__Work instruction__
Are you able to retype all the records below exactly?

__Available records__
PR #1541, opened 2025-10-05
SY-3085: Add Memory Checks (ASAN) To C++ Code

emilbon99:
# Issue Pull Request

## Linear Issue

[SY-####]()

## Basic Readiness

### DIFF
--- a/.github/workflows/test.x.cpp.yaml
+++ b/.github/workflows/test.x.cpp.yaml
@@ -71,4 +71,10 @@ jobs:
         run: scripts/check_clang_format.sh x/cpp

__Exercise response__
PR #1541, opened 2025-10-05
SY-3085: Add Memory Checks (ASAN) To C++ Code

emilbon99:
# Issue Pull Request

## Linear Issue

[SY-####]()

## Basic Readiness

### DIFF
--- a/.github/workflows/test.x.cpp.yaml
+++ b/.github/workflows/test.x.cpp.yaml
@@ -71,4 +71,10 @@ jobs:
         run: scripts/check_clang_format.sh x/cpp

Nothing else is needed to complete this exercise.